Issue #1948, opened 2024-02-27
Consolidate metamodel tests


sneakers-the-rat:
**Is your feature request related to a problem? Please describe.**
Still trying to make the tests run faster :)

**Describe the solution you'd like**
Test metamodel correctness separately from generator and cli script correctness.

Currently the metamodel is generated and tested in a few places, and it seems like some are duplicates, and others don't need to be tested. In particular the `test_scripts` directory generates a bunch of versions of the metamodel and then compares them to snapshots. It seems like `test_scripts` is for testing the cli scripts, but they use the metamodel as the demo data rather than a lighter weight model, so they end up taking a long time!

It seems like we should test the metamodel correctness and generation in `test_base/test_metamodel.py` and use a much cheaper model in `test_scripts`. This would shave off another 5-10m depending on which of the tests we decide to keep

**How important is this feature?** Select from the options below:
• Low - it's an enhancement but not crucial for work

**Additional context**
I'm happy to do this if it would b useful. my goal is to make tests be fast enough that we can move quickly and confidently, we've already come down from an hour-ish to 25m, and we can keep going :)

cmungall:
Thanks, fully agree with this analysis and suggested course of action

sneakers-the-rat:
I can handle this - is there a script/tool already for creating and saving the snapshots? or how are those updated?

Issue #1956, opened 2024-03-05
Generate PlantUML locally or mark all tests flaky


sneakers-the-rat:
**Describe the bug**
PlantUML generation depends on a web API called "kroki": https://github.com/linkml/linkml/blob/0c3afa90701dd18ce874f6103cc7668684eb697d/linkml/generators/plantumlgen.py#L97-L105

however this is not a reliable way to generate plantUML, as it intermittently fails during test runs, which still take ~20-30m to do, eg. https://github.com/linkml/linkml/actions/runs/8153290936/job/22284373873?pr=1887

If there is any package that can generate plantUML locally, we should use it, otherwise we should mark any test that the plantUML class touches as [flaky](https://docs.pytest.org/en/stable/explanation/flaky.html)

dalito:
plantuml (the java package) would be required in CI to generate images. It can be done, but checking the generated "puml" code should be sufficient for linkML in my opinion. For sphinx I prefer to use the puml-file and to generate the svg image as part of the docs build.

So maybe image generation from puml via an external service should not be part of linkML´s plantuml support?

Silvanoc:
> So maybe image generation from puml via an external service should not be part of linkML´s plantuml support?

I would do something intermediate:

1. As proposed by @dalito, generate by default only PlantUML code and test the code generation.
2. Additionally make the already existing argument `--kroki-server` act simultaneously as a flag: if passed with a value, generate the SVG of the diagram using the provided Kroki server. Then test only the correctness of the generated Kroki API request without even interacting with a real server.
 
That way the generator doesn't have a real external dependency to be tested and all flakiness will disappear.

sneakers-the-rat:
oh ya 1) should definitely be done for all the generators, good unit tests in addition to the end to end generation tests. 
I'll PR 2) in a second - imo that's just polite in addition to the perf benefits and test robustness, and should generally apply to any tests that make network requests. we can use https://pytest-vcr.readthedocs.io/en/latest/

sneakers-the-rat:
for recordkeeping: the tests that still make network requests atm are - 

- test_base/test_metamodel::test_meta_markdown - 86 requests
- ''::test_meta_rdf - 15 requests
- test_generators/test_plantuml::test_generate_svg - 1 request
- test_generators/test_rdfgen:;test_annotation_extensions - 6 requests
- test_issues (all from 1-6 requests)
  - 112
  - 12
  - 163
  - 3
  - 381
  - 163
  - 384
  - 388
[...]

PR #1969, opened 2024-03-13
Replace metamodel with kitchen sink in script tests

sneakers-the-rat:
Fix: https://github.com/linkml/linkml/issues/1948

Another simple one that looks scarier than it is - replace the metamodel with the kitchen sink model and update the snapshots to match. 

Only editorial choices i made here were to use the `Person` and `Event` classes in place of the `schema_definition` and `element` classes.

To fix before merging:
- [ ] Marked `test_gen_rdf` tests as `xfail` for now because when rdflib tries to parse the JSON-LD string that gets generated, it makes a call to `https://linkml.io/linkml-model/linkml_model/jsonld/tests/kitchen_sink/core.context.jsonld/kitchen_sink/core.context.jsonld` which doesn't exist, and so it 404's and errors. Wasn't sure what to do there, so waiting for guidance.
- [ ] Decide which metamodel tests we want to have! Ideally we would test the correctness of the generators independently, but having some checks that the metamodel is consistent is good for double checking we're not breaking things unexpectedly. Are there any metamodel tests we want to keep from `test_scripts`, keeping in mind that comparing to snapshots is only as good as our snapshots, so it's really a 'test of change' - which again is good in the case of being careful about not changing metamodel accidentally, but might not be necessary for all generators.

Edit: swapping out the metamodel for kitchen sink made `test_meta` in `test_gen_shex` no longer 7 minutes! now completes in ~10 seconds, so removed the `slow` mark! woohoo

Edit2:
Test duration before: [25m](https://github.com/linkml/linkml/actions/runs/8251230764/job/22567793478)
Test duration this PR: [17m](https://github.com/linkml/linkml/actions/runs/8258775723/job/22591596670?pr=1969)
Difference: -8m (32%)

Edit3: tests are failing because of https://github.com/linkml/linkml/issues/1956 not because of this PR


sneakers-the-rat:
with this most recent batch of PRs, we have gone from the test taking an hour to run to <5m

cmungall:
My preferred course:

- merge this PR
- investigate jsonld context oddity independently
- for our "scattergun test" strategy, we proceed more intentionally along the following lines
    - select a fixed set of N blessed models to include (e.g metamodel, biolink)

What is expected:
Output the entire listing again, word for word.

Solution to the problem:
Issue #1948, opened 2024-02-27
Consolidate metamodel tests


sneakers-the-rat:
**Is your feature request related to a problem? Please describe.**
Still trying to make the tests run faster :)

**Describe the solution you'd like**
Test metamodel correctness separately from generator and cli script correctness.

Currently the metamodel is generated and tested in a few places, and it seems like some are duplicates, and others don't need to be tested. In particular the `test_scripts` directory generates a bunch of versions of the metamodel and then compares them to snapshots. It seems like `test_scripts` is for testing the cli scripts, but they use the metamodel as the demo data rather than a lighter weight model, so they end up taking a long time!

It seems like we should test the metamodel correctness and generation in `test_base/test_metamodel.py` and use a much cheaper model in `test_scripts`. This would shave off another 5-10m depending on which of the tests we decide to keep

**How important is this feature?** Select from the options below:
• Low - it's an enhancement but not crucial for work

**Additional context**
I'm happy to do this if it would b useful. my goal is to make tests be fast enough that we can move quickly and confidently, we've already come down from an hour-ish to 25m, and we can keep going :)

cmungall:
Thanks, fully agree with this analysis and suggested course of action

sneakers-the-rat:
I can handle this - is there a script/tool already for creating and saving the snapshots? or how are those updated?

Issue #1956, opened 2024-03-05
Generate PlantUML locally or mark all tests flaky


sneakers-the-rat:
**Describe the bug**
PlantUML generation depends on a web API called "kroki": https://github.com/linkml/linkml/blob/0c3afa90701dd18ce874f6103cc7668684eb697d/linkml/generators/plantumlgen.py#L97-L105

however this is not a reliable way to generate plantUML, as it intermittently fails during test runs, which still take ~20-30m to do, eg. https://github.com/linkml/linkml/actions/runs/8153290936/job/22284373873?pr=1887

If there is any package that can generate plantUML locally, we should use it, otherwise we should mark any test that the plantUML class touches as [flaky](https://docs.pytest.org/en/stable/explanation/flaky.html)

dalito:
plantuml (the java package) would be required in CI to generate images. It can be done, but checking the generated "puml" code should be sufficient for linkML in my opinion. For sphinx I prefer to use the puml-file and to generate the svg image as part of the docs build.

So maybe image generation from puml via an external service should not be part of linkML´s plantuml support?

Silvanoc:
> So maybe image generation from puml via an external service should not be part of linkML´s plantuml support?

I would do something intermediate:

1. As proposed by @dalito, generate by default only PlantUML code and test the code generation.
2. Additionally make the already existing argument `--kroki-server` act simultaneously as a flag: if passed with a value, generate the SVG of the diagram using the provided Kroki server. Then test only the correctness of the generated Kroki API request without even interacting with a real server.
 
That way the generator doesn't have a real external dependency to be tested and all flakiness will disappear.

sneakers-the-rat:
oh ya 1) should definitely be done for all the generators, good unit tests in addition to the end to end generation tests. 
I'll PR 2) in a second - imo that's just polite in addition to the perf benefits and test robustness, and should generally apply to any tests that make network requests. we can use https://pytest-vcr.readthedocs.io/en/latest/

sneakers-the-rat:
for recordkeeping: the tests that still make network requests atm are - 

- test_base/test_metamodel::test_meta_markdown - 86 requests
- ''::test_meta_rdf - 15 requests
- test_generators/test_plantuml::test_generate_svg - 1 request
- test_generators/test_rdfgen:;test_annotation_extensions - 6 requests
- test_issues (all from 1-6 requests)
  - 112
  - 12
  - 163
  - 3
  - 381
  - 163
  - 384
  - 388
[...]

PR #1969, opened 2024-03-13
Replace metamodel with kitchen sink in script tests

sneakers-the-rat:
Fix: https://github.com/linkml/linkml/issues/1948

Another simple one that looks scarier than it is - replace the metamodel with the kitchen sink model and update the snapshots to match. 

Only editorial choices i made here were to use the `Person` and `Event` classes in place of the `schema_definition` and `element` classes.

To fix before merging:
- [ ] Marked `test_gen_rdf` tests as `xfail` for now because when rdflib tries to parse the JSON-LD string that gets generated, it makes a call to `https://linkml.io/linkml-model/linkml_model/jsonld/tests/kitchen_sink/core.context.jsonld/kitchen_sink/core.context.jsonld` which doesn't exist, and so it 404's and errors. Wasn't sure what to do there, so waiting for guidance.
- [ ] Decide which metamodel tests we want to have! Ideally we would test the correctness of the generators independently, but having some checks that the metamodel is consistent is good for double checking we're not breaking things unexpectedly. Are there any metamodel tests we want to keep from `test_scripts`, keeping in mind that comparing to snapshots is only as good as our snapshots, so it's really a 'test of change' - which again is good in the case of being careful about not changing metamodel accidentally, but might not be necessary for all generators.

Edit: swapping out the metamodel for kitchen sink made `test_meta` in `test_gen_shex` no longer 7 minutes! now completes in ~10 seconds, so removed the `slow` mark! woohoo

Edit2:
Test duration before: [25m](https://github.com/linkml/linkml/actions/runs/8251230764/job/22567793478)
Test duration this PR: [17m](https://github.com/linkml/linkml/actions/runs/8258775723/job/22591596670?pr=1969)
Difference: -8m (32%)

Edit3: tests are failing because of https://github.com/linkml/linkml/issues/1956 not because of this PR


sneakers-the-rat:
with this most recent batch of PRs, we have gone from the test taking an hour to run to <5m

cmungall:
My preferred course:

- merge this PR
- investigate jsonld context oddity independently
- for our "scattergun test" strategy, we proceed more intentionally along the following lines
    - select a fixed set of N blessed models to include (e.g metamodel, biolink)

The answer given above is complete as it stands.